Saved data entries
[Start of Attachment]
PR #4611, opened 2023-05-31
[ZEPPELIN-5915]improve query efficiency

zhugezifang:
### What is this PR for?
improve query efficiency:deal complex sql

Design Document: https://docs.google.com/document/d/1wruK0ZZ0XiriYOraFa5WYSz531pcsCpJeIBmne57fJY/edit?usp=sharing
[End of Attachment]
[Start of Attachment]
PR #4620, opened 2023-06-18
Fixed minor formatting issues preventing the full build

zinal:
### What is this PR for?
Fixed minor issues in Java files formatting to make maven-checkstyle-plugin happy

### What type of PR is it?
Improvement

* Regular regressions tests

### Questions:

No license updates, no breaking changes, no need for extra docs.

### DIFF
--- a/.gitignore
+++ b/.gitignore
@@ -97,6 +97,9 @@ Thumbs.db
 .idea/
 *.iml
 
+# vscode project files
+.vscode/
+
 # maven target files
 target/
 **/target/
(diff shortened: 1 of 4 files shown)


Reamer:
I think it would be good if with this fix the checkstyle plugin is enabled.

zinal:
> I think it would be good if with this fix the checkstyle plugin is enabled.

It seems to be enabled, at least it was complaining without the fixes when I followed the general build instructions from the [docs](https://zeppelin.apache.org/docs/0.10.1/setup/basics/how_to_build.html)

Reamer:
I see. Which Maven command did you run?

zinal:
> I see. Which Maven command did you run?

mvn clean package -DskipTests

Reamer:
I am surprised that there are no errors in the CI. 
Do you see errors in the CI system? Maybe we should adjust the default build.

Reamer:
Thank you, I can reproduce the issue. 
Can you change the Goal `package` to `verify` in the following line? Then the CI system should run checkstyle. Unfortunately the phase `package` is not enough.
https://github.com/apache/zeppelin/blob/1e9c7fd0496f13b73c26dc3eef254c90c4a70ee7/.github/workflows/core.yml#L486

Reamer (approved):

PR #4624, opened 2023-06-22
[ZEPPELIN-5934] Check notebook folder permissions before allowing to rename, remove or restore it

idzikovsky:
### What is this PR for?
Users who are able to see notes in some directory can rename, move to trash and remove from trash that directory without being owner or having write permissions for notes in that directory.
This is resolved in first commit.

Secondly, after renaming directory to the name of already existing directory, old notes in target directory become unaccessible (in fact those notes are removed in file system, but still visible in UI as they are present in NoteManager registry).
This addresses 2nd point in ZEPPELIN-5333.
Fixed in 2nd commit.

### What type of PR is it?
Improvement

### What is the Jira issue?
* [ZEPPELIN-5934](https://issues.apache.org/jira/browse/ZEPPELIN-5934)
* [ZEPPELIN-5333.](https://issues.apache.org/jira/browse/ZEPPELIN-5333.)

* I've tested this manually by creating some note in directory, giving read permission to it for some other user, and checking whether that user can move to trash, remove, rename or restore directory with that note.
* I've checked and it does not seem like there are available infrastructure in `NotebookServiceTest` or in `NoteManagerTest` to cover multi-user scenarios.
[End of Attachment]
> **Task objective**
Find "would" in the data above. Report each line where it appears.

> **Output**
I think it would be good if with this fix the checkstyle plugin is enabled.
> I think it would be good if with this fix the checkstyle plugin is enabled.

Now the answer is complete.